TASK DIRECTIONS: Output each line of the listing that follows, with every character kept as it is.

AVAILABLE RECORDS:

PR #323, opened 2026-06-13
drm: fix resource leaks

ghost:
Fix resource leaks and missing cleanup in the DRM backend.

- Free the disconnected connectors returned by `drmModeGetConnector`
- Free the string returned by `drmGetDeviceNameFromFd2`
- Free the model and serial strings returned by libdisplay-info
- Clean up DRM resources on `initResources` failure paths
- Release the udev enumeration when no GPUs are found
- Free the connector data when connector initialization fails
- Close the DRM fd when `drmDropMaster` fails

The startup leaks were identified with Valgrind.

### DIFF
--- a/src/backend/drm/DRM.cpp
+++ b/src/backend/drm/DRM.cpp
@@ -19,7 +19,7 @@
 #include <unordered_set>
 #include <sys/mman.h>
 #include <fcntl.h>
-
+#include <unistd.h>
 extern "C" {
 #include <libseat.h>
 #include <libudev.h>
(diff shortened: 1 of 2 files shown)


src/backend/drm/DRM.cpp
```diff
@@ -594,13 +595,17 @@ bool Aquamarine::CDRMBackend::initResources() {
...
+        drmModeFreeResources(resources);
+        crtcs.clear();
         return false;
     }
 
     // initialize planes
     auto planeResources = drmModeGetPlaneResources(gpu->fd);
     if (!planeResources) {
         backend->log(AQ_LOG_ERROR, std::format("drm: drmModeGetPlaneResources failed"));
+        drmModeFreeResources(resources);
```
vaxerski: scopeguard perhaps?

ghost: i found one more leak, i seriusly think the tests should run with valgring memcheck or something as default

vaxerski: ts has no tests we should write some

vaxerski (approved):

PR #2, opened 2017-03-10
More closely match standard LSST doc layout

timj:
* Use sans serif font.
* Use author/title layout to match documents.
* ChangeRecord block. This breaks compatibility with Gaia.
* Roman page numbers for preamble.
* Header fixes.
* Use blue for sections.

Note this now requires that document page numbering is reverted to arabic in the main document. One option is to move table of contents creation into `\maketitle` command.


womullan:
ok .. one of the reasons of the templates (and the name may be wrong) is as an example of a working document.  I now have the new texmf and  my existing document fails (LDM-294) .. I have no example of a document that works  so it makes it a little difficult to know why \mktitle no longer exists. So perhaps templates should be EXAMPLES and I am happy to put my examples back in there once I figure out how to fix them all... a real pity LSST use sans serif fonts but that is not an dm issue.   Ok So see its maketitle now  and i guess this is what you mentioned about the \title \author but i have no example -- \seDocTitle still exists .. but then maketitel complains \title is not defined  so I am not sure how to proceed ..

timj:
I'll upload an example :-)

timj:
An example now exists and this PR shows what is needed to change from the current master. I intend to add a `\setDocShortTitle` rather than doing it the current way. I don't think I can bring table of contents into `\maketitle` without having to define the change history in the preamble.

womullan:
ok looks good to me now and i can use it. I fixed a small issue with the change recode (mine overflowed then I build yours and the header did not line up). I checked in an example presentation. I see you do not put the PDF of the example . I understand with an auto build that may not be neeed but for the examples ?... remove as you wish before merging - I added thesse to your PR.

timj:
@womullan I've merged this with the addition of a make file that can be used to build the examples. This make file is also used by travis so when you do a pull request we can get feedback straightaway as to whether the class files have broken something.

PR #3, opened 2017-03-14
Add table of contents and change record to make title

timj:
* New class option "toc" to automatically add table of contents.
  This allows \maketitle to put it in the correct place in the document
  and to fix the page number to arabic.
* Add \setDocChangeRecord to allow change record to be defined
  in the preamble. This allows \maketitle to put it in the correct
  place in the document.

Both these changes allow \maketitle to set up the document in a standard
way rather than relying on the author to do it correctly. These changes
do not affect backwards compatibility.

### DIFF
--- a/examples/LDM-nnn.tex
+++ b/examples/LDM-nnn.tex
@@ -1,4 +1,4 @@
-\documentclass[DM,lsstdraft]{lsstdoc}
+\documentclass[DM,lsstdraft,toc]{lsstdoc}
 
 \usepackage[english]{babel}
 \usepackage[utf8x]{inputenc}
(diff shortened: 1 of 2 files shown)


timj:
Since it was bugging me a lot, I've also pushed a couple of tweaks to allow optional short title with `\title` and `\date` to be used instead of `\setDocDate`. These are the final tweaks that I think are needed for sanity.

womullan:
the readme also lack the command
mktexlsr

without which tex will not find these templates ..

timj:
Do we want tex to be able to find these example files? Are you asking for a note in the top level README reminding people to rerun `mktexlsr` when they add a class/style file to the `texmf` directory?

FINISHED TASK:
PR #323, opened 2026-06-13
drm: fix resource leaks

ghost:
Fix resource leaks and missing cleanup in the DRM backend.

- Free the disconnected connectors returned by `drmModeGetConnector`
- Free the string returned by `drmGetDeviceNameFromFd2`
- Free the model and serial strings returned by libdisplay-info
- Clean up DRM resources on `initResources` failure paths
- Release the udev enumeration when no GPUs are found
- Free the connector data when connector initialization fails
- Close the DRM fd when `drmDropMaster` fails

The startup leaks were identified with Valgrind.

### DIFF
--- a/src/backend/drm/DRM.cpp
+++ b/src/backend/drm/DRM.cpp
@@ -19,7 +19,7 @@
 #include <unordered_set>
 #include <sys/mman.h>
 #include <fcntl.h>
-
+#include <unistd.h>
 extern "C" {
 #include <libseat.h>
 #include <libudev.h>
(diff shortened: 1 of 2 files shown)


src/backend/drm/DRM.cpp
```diff
@@ -594,13 +595,17 @@ bool Aquamarine::CDRMBackend::initResources() {
...
+        drmModeFreeResources(resources);
+        crtcs.clear();
         return false;
     }
 
     // initialize planes
     auto planeResources = drmModeGetPlaneResources(gpu->fd);
     if (!planeResources) {
         backend->log(AQ_LOG_ERROR, std::format("drm: drmModeGetPlaneResources failed"));
+        drmModeFreeResources(resources);
```
vaxerski: scopeguard perhaps?

ghost: i found one more leak, i seriusly think the tests should run with valgring memcheck or something as default

vaxerski: ts has no tests we should write some

vaxerski (approved):

PR #2, opened 2017-03-10
More closely match standard LSST doc layout

timj:
* Use sans serif font.
* Use author/title layout to match documents.
* ChangeRecord block. This breaks compatibility with Gaia.
* Roman page numbers for preamble.
* Header fixes.
* Use blue for sections.

Note this now requires that document page numbering is reverted to arabic in the main document. One option is to move table of contents creation into `\maketitle` command.


womullan:
ok .. one of the reasons of the templates (and the name may be wrong) is as an example of a working document.  I now have the new texmf and  my existing document fails (LDM-294) .. I have no example of a document that works  so it makes it a little difficult to know why \mktitle no longer exists. So perhaps templates should be EXAMPLES and I am happy to put my examples back in there once I figure out how to fix them all... a real pity LSST use sans serif fonts but that is not an dm issue.   Ok So see its maketitle now  and i guess this is what you mentioned about the \title \author but i have no example -- \seDocTitle still exists .. but then maketitel complains \title is not defined  so I am not sure how to proceed ..

timj:
I'll upload an example :-)

timj:
An example now exists and this PR shows what is needed to change from the current master. I intend to add a `\setDocShortTitle` rather than doing it the current way. I don't think I can bring table of contents into `\maketitle` without having to define the change history in the preamble.

womullan:
ok looks good to me now and i can use it. I fixed a small issue with the change recode (mine overflowed then I build yours and the header did not line up). I checked in an example presentation. I see you do not put the PDF of the example . I understand with an auto build that may not be neeed but for the examples ?... remove as you wish before merging - I added thesse to your PR.

timj:
@womullan I've merged this with the addition of a make file that can be used to build the examples. This make file is also used by travis so when you do a pull request we can get feedback straightaway as to whether the class files have broken something.

PR #3, opened 2017-03-14
Add table of contents and change record to make title

timj:
* New class option "toc" to automatically add table of contents.
  This allows \maketitle to put it in the correct place in the document
  and to fix the page number to arabic.
* Add \setDocChangeRecord to allow change record to be defined
  in the preamble. This allows \maketitle to put it in the correct
  place in the document.

Both these changes allow \maketitle to set up the document in a standard
way rather than relying on the author to do it correctly. These changes
do not affect backwards compatibility.

### DIFF
--- a/examples/LDM-nnn.tex
+++ b/examples/LDM-nnn.tex
@@ -1,4 +1,4 @@
-\documentclass[DM,lsstdraft]{lsstdoc}
+\documentclass[DM,lsstdraft,toc]{lsstdoc}
 
 \usepackage[english]{babel}
 \usepackage[utf8x]{inputenc}
(diff shortened: 1 of 2 files shown)


timj:
Since it was bugging me a lot, I've also pushed a couple of tweaks to allow optional short title with `\title` and `\date` to be used instead of `\setDocDate`. These are the final tweaks that I think are needed for sanity.

womullan:
the readme also lack the command
mktexlsr

without which tex will not find these templates ..

timj:
Do we want tex to be able to find these example files? Are you asking for a note in the top level README reminding people to rerun `mktexlsr` when they add a class/style file to the `texmf` directory?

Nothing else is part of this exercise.